Tianneng Power AGM: 2025 Financials, Dividend, Board Re-elections and Share Mandates Secure Strong Shareholder Backing

Bulletin Express06-08

Tianneng Power International Limited reported that all agenda items at its Annual General Meeting on 8 June 2026 were approved by substantial majorities, reinforcing shareholder support for the group’s governance, dividend policy and capital-management flexibility.

Financial Statements and Dividend • The audited consolidated financial statements and directors’ and auditor’s reports for the year ended 31 December 2025 were endorsed with 99.08% of the 607.84 million shares voted in favour. • A final dividend for FY 2025 received 99.81% approval, underscoring investor confidence in the company’s cash-return policy. The specific dividend amount was not disclosed in the meeting documents.

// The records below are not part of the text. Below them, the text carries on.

PR #62299, opened 2022-11-19
Mark overmap location if player drops favorited item

### LINKED ISSUE #59917: Remembering location of an item on the map

I often drop my backpack to fight with less encumbrance, and then struggle to find it later because I forgot where I dropped it.

### Solution you would like.

Maybe something like "L - Remember location of item on map" on this menu, similar to the option for vehicles?
image
When this is selected for an item, an autonote would automatically be created at its location when it gets dropped, and removed when picked up.

Simply having better memory

### Additional context

_No response_

Night-Pryanik:
#### Summary
Interface "Mark overmap location if player drops favorited item"

#### Purpose of change
* Closes #59917.

#### Describe the solution
- If player drops a favorited item, create a new auto-note on the location player is standing on. If there's already a note on that location, instead append the note.
- Added a game option (under Auto-notes section of General options), defaulted to false, for those who don't want this.

Create a more complex system like for tracked vehicles.

#### Testing
Favorited my Barrett, dropped it one the ground. Checked global map. Dropped my favorited blood draw kit, checked global map once more.

#### Additional context
изображение

изображение

### DIFF
--- a/src/activity_item_handling.cpp
+++ b/src/activity_item_handling.cpp
@@ -48,6 +48,8 @@
 #include "mtype.h"
 #include "npc.h"
 #include "optional.h"
+#include "options.h"
+#include "overmapbuffer.h"
 #include "pickup.h"
 #include "player_activity.h"
 #include "point.h"
@@ -378,6 +380,15 @@ void drop_on_map( Character &you, item_drop_reason reason, const std::list<item>
                     it_name, ter_name
                 );
                 break;
+        }
+
+        if( get_option<bool>( "AUTO_NOTES_DROPPED_FAVORITES" ) && it.is_favorite ) {
+            const tripoint_abs_omt your_pos = you.global_omt_location();
+            if( !overmap_buffer.has_note( your_pos ) ) {
+                overmap_buffer.add_note( your_pos, it.display_name() );
+            } else {
+                overmap_buffer.add_note( your_pos, overmap_buffer.note( your_pos ) + "; " + it.display_name() );
+            }
         }
     } else {
         switch( reason ) {


Qrox:
For people who drop their favorited items regularly this will clutter their overmap with outdates notes unless the note is removed after picking up the items. I'm not sure if that's easyly achieveable considering that there may be multiple favorited items with the same name and that people can mess around with the notes before picking the items up. It would probably be better to store the items locations of the dropped items in a separate list and display the items on the overmap on the fly.

Night-Pryanik:
> It would probably be better to store the items locations of the dropped items in a separate list and display the items on the overmap on the fly.

Maybe, but it's a much more complex stuff to implement, and I didn't want to mess with something like that, so I went the easy way.

src/activity_item_handling.cpp
```diff
@@ -379,6 +381,15 @@ void drop_on_map( Character &you, item_drop_reason reason, const std::list<item>
                 );
                 break;
         }
+
+        if( get_option<bool>( "AUTO_NOTES_DROPPED_FAVORITES" ) && it.is_favorite ) {
```
ZhilkinSerg, line 385: Is there a reason it was not added outside of `if-else` block?

Night-Pryanik: I needed `it` from this if-else block.

ZhilkinSerg: I see. Maybe you could gather list of all favorite items in the code block below and create overmap note for all dropped favorites after that?

```
    for( const item &it : items ) {
        here.add_item_or_charges( where, it );
        item( it ).handle_pickup_ownership( you );
    }
```

Night-Pryanik: I'll try that, when I get to my PC (tomorrow).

Board Composition and Remuneration • Executive directors Dr. Zhang Tianren, Mr. Shi Borong and Mr. Zhou Jianzhong were each re-elected, securing between 95.83% and 98.86% of votes cast. • Shareholders granted the board authority to determine directors’ remuneration with 99.72% support.

Auditor Re-appointment • Deloitte Touche Tohmatsu was re-appointed as the company’s external auditor, receiving 85.01% of votes, and the board was authorised to fix its remuneration.

Capital-Raising and Buy-back Mandates • A general mandate allowing the board to allot and issue shares (including any sale or transfer of treasury shares) was approved with 78.28% support. • A separate mandate enabling the company to repurchase up to 10% of its own shares gained 99.79% approval. • Shareholders also agreed—by 78.30% of votes—to extend the issue mandate by adding any repurchased shares to its limit.

Shareholder Participation • The meeting drew votes representing 607.84 million shares, equal to approximately 53.97% of Tianneng Power’s total issued share capital of 1.13 billion shares. No shareholders were required to abstain, and no special arrangements for differing voting rights were noted.

All directors attended the meeting in person or via electronic facilities, and Tricor Investor Services Limited acted as scrutineer for vote-tabulation.